Waymo -- the self-driving-car unit of Alphabet (GOOG) , (GOOGL) -- was granted permission this past week by the state of California to operate a driverless vehicle without a test driver. Many people don't realize how much autonomous testing is done in the state, with permits being issued all the way from the largest U.S. company, Apple (AAPL) , down to small start-ups. However, they are all required to have test drivers behind the wheel.
For Waymo to be the first says a lot about where the company is in terms of the autonomous driving leaderboard.
Many companies are at or near the forefront of the autonomous driving race, but not all have the same ambitions. For instance, Nvidia (NVDA) is a top player, but more so from a hardware perspective. Whereas a company like Waymo is a leader in the actual commercial application of Mobility-as-a-Service (MaaS).

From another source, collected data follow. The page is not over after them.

PR #8135, opened 2025-10-10
Fix #8132 by adding SourceFile to SolvedButOpenHoles error

### LINKED ISSUE #2369: “Module cannot be imported since it has open interaction points” should always point to module
Agda 2.5.2 likes to say “Module cannot be imported since it has open interaction points”.  This message should include the module name.

It would be nice if the Emacs mode also automatically navigated to the offending module.

### LINKED ISSUE #8132: Error SolvedButOpenHoles should provide means to jump to module with open goals
> error: [SolvedButOpenHoles]
> Module cannot be imported since it has open interaction points
> (consider adding {-# OPTIONS --allow-unsolved-metas #-} to this module)

This highlights the line of import but there is no facility to jump to the problematic file.
The error should maybe name the problematic file, so one can jump to it.

Update: this is actually a duplicate of #2369
- #2369

andreasabel:
- **Refactor for #8132: (partial) instance MonadFileId ReduceM**
  

- **Fix #8132 by adding SourceFile to ModuleInfo and SolvedButOpenHoles**
  This communicates the path to the error that a module cannot be
  imported because of open interaction points.
  
A bit more than 6hrs (this PR and #8133 prompted by this issue).

Update: fixes #2369 (duplicate issue)
- #2369

### DIFF
--- a/src/full/Agda/TypeChecking/Monad/Base.hs
+++ b/src/full/Agda/TypeChecking/Monad/Base.hs
@@ -6123,6 +6123,8 @@ instance MonadBlock m => MonadBlock (ReaderT e m) where
   catchPatternErr h m = ReaderT $ \ e ->
     let run = flip runReaderT e in catchPatternErr (run . h) (run m)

Others are the mix too, of course. Daimler (DDAIF) and Bosch recently selected Nvidia to power its MaaS ambitions. There's also General Motors (GM) - shares of which are up big this week after blowout earnings - which is becoming a big player in the MaaS space thanks to its Cruise unit.
Incidentally, Cruise has gone from a $1 billion entity when GM purchased it in 2016 to a $14.6 billion entity following investments from SoftBank and Honda Motors (HMC) this year. Notably, though, Cruise, a company many consider the No. 2 behind Waymo, hasn't obtained the fully autonomous permit in California.

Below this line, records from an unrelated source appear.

PR #8137, opened 2025-10-12
Fix #7941: allow splitting on a refined variable

### LINKED ISSUE #7941: Denial of case split in the presence of known values
- Agda version: 2.7.0.1
- Emacs verion: GNU Emacs 30.1

Reproduction:
```agda
data Bool : Set where
  true false : Bool

data Dep : Bool → Set where
  t : Dep true
  f : Dep false

rep : (b : Bool) → Dep b → Bool
rep b t = {!!}
rep b f = {!!}
```

Performing a case split on `b` in either hole (`C-c C-c b RET`) produces the following error:
```
Cannot split on variable b, because it is bound to true
when checking that the expression ? has type Bool
```
It seems logical that if the value is known, this split should be performable.

andreasabel:
- **Cosmetics (whitespace only) in Coverage.Cubical**
  

- **Refactor Coverage.Cubical: clarify trees_extra situation**
  

- **Fix KillRange PatOrigin (PatOVar contains ranges!)**
  

- **New: Agda.Utils.Three.mapEither3**
  

- **Refactor: pass keepVars to reifyDotP (rather than pulling it again from the state)**
  

- **New: instance Pretty/Show SplitClause**
  

- **New: instance KillRange SplitPatVar**
  

- **Fix #7941: allow splitting on a variable that stands for a dot pattern**
  This will just replace the variable by the dot pattern.


jespercockx (approved):
I think this change makes a lot of sense. The refactorings also look good.

One question I had is whether it would make sense to keep the name of the variable too as an as-pattern, at least when --keep-pattern-variables is enabled. That way you would get both the named variable and the dot pattern. However we don't do this for regular case splits, so perhaps it's not really necessary.

andreasabel:
Yes, I would wait for the user demand of this feature (keeping the original pattern variable as `@`-pattern).

Ok, then I merge this.  Thanks for having a look!

PR #8386, opened 2026-02-09
fix #8384: decide on ShouldBeSort at the start

### LINKED ISSUE #8384: Less informative error message on master (UnequalTypes)
```agda
postulate
  Ar ACx ASig : Set
  ε : ACx
  Ty : (κ : ASig) (γ : ACx) → Ar → Set

variable
  a : Ar

data CstAr : Set where
  cst : (a : Ar) → CstAr

data CstTy (κ : ASig) : CstAr → Set where
  cst : (A : Ty κ ε) → CstTy κ (cst a)
```
For this example (not totally minimized) I get an uninformative error message. 
Image
```
error: [UnequalTypes]
The types
  Ar → Set
and
  _14
are not equal
  Ar → Set
matches the expected type
  _14
```
This error just repeats twice the same (useless) information.

Agda 2.8.0 had more information:
```
error: [UnequalTerms]
Ar → Set should be a sort, but it isn't
  Ar → Set
matches the expected type
  _14
```
Here, from `Ar → Set should be a sort` I can guess that I am close, because `Set` is a sort, so probably I am missing some argument.

In the new error, there is no reason given why `Ar → Set` should not be equal to `_14` (why does not Agda simply instantiate `_14 := Ar → Set`.
The old error has some definite information what is amiss.

Maybe responsible:
- #8315

plt-amy:
[see here](https://github.com/agda/agda/issues/8384#issuecomment-3871376958)


andreasabel (commented):
Thanks!

Looks like the interaction suite needs to get some golden value updated: https://github.com/agda/agda/actions/runs/21824971849/job/62969581696?pr=8386#step:18:451

plt-amy:
Oh, yeah: I noticed the failure but haven't bothered yet since it can't go green until #8367 gets merged, and #8387 was higher priority in my head…

andreasabel:
Ok I pushed an updated golden value.

andreasabel (approved):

So what exactly is this permit? It allows Waymo to test day or night on city, rural and highway routes with posted speed limits up to 65 mph. The company can also test during periods of fog and light rain -- not all that uncommon for those of you familiar with the Bay Area.
In a statement, the company said it will test in the neighborhoods of Mountain View, Palo Alto, Los Altos, Los Altos Hills and Sunnyvale. In other words, they're staying close to home for now because "we know this area well," Waymo says.
When Alphabet reported earnings a few months ago, most were focused on the company's larger businesses and metrics. Things like cost per click, YouTube and search. All very understandable given the size that Alphabet has become. But tucked away inside that quarterly conference call was some key information from CFO Ruth Porat.
"I think the main point, we've said this repeatedly is that, we are intently focused on safety first and ensuring a great user experience," she said. Adding that the company has begun to experiment with pricing in its pilot program out in Arizona.
That was news to most investors. Not that this pricing experiment would constitute as revenue more so than Waymo striking a balance between generating sales and providing value, but it's a sign that perhaps Waymo really will commercially launch its autonomous driving platform by year's end -- a target that many believed was no longer likely.
The company has logged 10 million real-world miles and continues to add about 1 million miles a month to that sum. On the simulation side, it's logged over 7 billion test miles, as Waymo continues to refine its service. It still has a long ways to go, but commercializing its Arizona operations and becoming the first permit holder for fully self-driving vehicles in California is a darn good start.